WORK REQUEST.
Copy each line of the entries that includes the word "only".

Stored data entries
--- --- ---
PR #169, opened 2023-10-09
Icons not centered in the "autogen_agentchat.png"

Steellgold:

I've centered the icons


qingyun-wu:
Thanks for the contribution, but I do not see any difference after deploying the website with the updated fig locally? Can you double-check the change?

Steellgold:
Hmm, I think it's because you are displaying directly from the link and not the directory file

sonichi:
The difference is in the location of the three icons in the leftmost figure.

Steellgold:
@qingyun-wu 

Default (https://github.com/microsoft/autogen/blob/main/website/static/img/autogen_agentchat.png)

image

My PR (https://github.com/SteellgoldStock/autogen/blob/main/website/static/img/autogen_agentchat.png

image

qingyun-wu (approved):
Thanks!

PR #170, opened 2023-10-09
Warn if GroupChat is underpopulatd.

afourney:

When using GroupChat, every turn requires that the Manager make a call to the LLM to decide who goes next. However, this is wasteful if there are fewer than 3 agents in the chat. In this scenario a warning is now presented to the developer to hint that direct communication would be more efficient.

## Related issue number

N/A

## Checks


qingyun-wu (approved):
LGTM. Thanks!

PR #172, opened 2023-10-09
Warn if use_docker evaluates to True but the python docker package is not available.

afourney:

By default autogen tries to execute code in a Docker container, but only if the **python** docker package is installed. Otherwise the default is to run in the native environment (even if Docker tools are otherwise installed). This can be confusing. This pull request logs a warning in this scenario, but does not change this default fallback behavior -- which is subject to change in the future. 

## Related issue number

N/A

## Checks


qingyun-wu (approved):
LGTM. Thanks!

Issue #125, opened 2023-10-06
An expensive bug GPT4.  no matter what I do


twobob:
I set this up on a new machine today.
I realised that in 2 games I had suddenly spent 7 dollars instantly.  Pretty steep considering it was supposed to be using 3.5-turbo-16k

Checked over all the setting.  Then parsed the entire source code for ANY reference to default models. anything.  Changed every single reference.  No matter what I set it is using the GPT4 API endpoint.

I have tried; the usual inline declarations; using the built in preferred template; just jamming it in as the hardcoded value to the method that checks it.  So.. unless anyone has any other ideas. I'm all out.

7 bucks is no big shakes but I run systems in parallel and no doubt others batch too. Wouldn't want anyone to get an AMAZON AWS level surprise and not have reported. so. Enjoy. Reported. 

EDIT: It's a linux box but I did install it under windows on there as well and test it (that test is probably the top 50c of the green bar )  It was identical  so "not OS".  and "yes, I also tried that."

twobob:
![image](https://github.com/microsoft/autogen/assets/915232/2028aa19-44ac-4d89-8503-e635773e2d4e)
Green 2 games.  The blue bit, about 10 others....

afourney:
Thanks for reporting and sorry about the spend. It sounds like you did due diligence on debugging, so I’m not sure how it was charged to GPT-4. We’ve not seen it call the wrong models before, so I am very curious to try and replicate this.

victordibia:
To help reproduce, would be great to see 
- Your code 
- Emphasis on how you specify your OAI_CONFIG_LIST (the data structure used to define which LLM is used).

LittleLittleCloud:
Maybe here? Looks like the default model is set to GPT-4


https://github.com/microsoft/autogen/blob/20d77a1039a167139da60e0eed4713039de76956/autogen/code_utils.py#L18

afourney:
@LittleLittleCloud  No I don't think that's it. That default is only accessed from the improve_code, improve_function, and implement calls -- and they aren't part of the main control path.

I am eyeing this: https://github.com/microsoft/autogen/blob/20d77a1039a167139da60e0eed4713039de76956/autogen/oai/openai_utils.py#L331

@twobob How are you loading the config list? Are you using .env?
--- --- ---
WORKED SOLUTION.
By default autogen tries to execute code in a Docker container, but only if the **python** docker package is installed. Otherwise the default is to run in the native environment (even if Docker tools are otherwise installed). This can be confusing. This pull request logs a warning in this scenario, but does not change this default fallback behavior -- which is subject to change in the future. 
@LittleLittleCloud  No I don't think that's it. That default is only accessed from the improve_code, improve_function, and implement calls -- and they aren't part of the main control path.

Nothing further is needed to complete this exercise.